Copy the listing below line for line, from its opening line to the one with "This is the", both included; stop there.

......

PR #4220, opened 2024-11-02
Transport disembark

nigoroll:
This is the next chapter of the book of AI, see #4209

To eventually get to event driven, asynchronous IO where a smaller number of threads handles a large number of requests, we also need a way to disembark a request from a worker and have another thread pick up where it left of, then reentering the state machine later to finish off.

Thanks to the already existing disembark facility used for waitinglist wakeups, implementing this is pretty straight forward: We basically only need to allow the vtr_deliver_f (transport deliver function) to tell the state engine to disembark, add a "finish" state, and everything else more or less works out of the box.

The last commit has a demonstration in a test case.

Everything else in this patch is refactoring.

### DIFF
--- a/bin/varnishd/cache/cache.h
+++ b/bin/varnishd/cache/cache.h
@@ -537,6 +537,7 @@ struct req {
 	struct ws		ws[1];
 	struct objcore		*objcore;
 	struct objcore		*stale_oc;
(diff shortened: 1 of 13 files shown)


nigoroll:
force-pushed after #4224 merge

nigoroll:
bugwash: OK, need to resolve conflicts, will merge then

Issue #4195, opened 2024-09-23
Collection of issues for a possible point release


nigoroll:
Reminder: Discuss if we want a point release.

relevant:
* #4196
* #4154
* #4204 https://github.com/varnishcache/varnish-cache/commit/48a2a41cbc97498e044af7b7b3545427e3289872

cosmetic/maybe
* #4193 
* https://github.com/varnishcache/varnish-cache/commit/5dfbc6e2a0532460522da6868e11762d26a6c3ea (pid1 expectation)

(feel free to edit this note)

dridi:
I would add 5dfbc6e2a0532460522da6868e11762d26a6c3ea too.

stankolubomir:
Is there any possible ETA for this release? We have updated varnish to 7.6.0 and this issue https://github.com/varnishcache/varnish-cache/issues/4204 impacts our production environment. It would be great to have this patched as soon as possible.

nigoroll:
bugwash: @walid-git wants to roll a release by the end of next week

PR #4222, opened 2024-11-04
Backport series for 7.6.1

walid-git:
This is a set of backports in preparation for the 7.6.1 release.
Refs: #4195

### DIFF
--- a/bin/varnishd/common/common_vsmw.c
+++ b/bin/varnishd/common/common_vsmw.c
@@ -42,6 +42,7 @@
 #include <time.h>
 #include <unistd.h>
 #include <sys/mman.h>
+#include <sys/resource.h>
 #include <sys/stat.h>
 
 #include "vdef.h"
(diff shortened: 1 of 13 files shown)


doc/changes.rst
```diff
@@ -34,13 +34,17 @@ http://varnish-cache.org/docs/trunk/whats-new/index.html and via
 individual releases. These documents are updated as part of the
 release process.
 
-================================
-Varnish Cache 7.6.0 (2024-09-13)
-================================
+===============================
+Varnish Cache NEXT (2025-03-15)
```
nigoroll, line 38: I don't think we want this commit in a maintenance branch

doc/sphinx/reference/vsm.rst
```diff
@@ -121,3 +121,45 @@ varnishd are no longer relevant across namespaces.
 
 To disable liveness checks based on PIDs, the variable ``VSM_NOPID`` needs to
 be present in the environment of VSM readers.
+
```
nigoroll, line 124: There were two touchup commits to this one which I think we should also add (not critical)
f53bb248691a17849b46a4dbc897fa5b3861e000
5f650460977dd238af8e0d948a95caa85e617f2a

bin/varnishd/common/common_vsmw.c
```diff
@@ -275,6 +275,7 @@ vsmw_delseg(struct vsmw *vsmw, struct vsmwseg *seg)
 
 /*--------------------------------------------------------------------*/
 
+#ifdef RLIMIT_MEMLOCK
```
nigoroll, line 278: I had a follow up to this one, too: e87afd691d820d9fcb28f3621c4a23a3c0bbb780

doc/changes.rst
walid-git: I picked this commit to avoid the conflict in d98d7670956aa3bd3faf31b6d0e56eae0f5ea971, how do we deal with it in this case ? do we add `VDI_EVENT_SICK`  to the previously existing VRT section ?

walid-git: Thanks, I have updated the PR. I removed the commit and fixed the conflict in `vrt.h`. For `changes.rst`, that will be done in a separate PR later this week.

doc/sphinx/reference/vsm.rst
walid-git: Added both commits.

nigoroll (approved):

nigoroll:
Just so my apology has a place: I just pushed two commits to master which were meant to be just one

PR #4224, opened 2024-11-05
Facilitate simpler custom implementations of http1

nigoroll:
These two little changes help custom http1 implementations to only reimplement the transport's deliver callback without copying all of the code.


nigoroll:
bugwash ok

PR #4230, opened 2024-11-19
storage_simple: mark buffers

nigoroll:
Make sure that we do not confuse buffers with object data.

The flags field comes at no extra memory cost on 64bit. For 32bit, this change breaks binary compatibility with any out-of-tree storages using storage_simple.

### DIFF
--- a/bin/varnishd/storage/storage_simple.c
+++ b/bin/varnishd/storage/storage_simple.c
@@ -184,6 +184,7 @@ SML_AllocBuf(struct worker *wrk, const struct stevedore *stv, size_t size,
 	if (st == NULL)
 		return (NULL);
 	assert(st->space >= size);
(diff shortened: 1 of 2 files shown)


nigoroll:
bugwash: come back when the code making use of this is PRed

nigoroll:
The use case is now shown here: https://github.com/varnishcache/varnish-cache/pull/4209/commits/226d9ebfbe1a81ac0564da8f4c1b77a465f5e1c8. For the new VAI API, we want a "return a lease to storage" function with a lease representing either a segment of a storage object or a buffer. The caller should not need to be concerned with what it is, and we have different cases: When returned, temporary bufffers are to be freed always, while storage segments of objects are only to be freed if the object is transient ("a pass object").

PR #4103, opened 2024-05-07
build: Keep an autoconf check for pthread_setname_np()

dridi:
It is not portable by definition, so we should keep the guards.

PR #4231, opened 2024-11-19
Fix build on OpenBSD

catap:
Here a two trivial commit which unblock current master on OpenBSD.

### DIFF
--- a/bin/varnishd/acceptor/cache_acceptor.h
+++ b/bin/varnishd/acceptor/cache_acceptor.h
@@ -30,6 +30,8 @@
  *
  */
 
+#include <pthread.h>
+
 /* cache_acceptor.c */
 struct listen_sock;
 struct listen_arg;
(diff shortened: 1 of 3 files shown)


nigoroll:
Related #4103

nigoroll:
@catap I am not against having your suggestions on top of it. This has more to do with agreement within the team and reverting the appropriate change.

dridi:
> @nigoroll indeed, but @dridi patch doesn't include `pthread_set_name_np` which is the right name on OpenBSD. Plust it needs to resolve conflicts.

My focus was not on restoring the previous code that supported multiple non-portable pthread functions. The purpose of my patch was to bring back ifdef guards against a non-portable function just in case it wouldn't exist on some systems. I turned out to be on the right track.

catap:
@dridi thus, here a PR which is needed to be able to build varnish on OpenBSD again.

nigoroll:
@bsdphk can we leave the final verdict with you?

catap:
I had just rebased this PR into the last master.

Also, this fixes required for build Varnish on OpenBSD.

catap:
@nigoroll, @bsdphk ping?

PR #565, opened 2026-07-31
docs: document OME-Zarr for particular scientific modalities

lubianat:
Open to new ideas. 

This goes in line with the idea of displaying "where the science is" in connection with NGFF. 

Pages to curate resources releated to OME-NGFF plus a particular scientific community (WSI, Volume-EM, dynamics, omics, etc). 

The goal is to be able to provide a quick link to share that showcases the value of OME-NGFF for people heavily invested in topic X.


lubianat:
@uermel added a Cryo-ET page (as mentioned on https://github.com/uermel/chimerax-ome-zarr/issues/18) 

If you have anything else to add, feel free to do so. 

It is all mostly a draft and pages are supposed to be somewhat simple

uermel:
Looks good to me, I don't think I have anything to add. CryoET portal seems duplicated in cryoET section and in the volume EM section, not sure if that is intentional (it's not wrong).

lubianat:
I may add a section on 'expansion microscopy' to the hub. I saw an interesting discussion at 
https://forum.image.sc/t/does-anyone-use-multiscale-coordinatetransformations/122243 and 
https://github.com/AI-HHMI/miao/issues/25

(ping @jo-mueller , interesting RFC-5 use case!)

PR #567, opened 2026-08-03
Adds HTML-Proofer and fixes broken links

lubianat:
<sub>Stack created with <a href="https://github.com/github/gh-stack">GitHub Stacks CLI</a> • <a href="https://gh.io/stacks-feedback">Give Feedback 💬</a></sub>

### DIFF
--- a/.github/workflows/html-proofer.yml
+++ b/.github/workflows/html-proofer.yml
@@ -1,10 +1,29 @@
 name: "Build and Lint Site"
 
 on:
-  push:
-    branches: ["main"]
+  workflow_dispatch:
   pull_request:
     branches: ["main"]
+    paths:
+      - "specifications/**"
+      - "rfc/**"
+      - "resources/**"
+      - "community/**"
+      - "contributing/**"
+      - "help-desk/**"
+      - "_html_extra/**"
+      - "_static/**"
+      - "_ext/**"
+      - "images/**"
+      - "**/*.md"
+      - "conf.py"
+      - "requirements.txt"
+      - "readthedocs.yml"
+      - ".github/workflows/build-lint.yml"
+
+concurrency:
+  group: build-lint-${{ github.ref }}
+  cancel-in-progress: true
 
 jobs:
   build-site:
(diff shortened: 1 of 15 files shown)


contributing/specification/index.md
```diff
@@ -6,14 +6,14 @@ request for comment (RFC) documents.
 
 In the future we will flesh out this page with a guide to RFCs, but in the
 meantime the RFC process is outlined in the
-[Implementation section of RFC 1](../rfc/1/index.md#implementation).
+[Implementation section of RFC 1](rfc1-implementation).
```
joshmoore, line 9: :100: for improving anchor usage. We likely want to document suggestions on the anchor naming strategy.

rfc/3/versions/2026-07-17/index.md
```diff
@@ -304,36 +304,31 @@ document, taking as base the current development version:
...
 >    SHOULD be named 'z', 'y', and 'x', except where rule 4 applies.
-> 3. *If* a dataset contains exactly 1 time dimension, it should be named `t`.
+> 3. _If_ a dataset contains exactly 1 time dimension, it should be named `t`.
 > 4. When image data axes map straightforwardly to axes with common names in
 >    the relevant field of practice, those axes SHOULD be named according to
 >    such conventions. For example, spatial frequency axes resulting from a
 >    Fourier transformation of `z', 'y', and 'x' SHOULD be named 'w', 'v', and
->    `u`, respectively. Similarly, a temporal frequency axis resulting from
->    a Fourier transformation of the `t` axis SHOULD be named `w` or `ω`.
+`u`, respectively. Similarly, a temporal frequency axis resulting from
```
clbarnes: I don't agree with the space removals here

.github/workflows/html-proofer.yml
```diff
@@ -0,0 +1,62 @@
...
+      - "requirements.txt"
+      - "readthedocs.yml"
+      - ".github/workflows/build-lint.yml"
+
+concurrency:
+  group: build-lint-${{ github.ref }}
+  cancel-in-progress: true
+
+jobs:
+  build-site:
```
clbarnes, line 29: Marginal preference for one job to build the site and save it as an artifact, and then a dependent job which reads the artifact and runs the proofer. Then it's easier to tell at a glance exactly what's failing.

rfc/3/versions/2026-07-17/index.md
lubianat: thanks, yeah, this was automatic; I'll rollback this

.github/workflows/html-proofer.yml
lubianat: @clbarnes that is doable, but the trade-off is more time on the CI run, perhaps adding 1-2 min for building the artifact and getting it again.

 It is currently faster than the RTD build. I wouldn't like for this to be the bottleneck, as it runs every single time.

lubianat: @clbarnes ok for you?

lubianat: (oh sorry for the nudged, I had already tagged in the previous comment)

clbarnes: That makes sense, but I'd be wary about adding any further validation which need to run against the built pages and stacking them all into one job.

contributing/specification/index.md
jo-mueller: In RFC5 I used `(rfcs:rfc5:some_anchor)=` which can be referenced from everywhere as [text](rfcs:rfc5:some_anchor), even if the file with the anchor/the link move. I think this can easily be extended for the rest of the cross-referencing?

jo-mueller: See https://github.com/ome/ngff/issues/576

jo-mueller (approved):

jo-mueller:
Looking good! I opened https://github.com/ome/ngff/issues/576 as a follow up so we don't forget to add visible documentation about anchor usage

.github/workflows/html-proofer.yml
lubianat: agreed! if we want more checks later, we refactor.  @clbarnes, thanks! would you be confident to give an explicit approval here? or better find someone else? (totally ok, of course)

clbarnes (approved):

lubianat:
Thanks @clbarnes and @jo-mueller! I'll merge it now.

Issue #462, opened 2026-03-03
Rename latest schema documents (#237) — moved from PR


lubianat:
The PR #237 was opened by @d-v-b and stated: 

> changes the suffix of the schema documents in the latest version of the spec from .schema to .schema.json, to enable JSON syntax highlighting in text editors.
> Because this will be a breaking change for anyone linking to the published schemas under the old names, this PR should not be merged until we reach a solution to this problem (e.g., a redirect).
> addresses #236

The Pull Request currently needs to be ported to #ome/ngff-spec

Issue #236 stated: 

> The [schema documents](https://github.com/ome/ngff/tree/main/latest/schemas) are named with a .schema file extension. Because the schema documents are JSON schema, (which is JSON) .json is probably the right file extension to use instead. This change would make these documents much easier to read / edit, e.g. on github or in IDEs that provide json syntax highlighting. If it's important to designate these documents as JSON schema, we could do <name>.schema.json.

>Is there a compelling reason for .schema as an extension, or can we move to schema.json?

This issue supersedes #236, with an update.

......

THE ANSWER =
PR #4220, opened 2024-11-02
Transport disembark

nigoroll:
This is the next chapter of the book of AI, see #4209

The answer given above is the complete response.